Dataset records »

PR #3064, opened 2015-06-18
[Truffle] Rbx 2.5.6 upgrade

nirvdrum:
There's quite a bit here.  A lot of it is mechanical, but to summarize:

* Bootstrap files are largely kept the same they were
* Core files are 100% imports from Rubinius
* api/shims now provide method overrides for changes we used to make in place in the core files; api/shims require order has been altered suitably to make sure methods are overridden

---

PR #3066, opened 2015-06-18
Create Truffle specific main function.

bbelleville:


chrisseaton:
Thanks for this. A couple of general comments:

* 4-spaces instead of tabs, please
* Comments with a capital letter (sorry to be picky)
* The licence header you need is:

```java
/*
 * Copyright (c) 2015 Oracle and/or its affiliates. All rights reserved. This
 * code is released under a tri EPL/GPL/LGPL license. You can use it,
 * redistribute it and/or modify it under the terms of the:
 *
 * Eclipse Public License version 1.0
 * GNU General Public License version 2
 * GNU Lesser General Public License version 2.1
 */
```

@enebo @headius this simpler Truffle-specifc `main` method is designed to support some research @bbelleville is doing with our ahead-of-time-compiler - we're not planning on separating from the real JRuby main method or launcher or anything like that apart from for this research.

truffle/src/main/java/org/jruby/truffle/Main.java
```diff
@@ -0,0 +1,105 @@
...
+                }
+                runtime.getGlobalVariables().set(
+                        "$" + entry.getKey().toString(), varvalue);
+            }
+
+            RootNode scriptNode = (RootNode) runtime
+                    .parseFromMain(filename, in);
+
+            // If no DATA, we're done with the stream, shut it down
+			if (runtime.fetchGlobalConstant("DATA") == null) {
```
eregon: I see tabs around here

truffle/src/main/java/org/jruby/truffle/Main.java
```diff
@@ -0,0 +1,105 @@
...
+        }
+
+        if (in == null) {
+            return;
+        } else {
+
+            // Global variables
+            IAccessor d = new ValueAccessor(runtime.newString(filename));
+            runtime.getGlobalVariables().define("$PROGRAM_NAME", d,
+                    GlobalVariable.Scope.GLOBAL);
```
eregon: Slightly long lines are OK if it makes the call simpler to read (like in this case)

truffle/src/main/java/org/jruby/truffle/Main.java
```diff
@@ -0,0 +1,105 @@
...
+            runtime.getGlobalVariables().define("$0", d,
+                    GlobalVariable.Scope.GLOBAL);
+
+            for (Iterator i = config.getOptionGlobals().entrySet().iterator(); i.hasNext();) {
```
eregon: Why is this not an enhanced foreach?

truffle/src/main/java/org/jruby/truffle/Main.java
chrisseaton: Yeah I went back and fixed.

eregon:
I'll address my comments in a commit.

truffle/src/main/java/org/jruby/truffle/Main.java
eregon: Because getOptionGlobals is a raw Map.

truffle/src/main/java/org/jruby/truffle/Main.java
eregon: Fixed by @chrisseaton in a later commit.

INSTRUCTIONS FOR THE TASK » Looking at the entries above, can you reproduce exactly the lines from the one that holds "PR #3064, opened 2015-06-18" through the one that holds "methods are overridden", and only those?

RESPONSE FOR THIS EXERCISE »
PR #3064, opened 2015-06-18
[Truffle] Rbx 2.5.6 upgrade

nirvdrum:
There's quite a bit here.  A lot of it is mechanical, but to summarize:

* Bootstrap files are largely kept the same they were
* Core files are 100% imports from Rubinius
* api/shims now provide method overrides for changes we used to make in place in the core files; api/shims require order has been altered suitably to make sure methods are overridden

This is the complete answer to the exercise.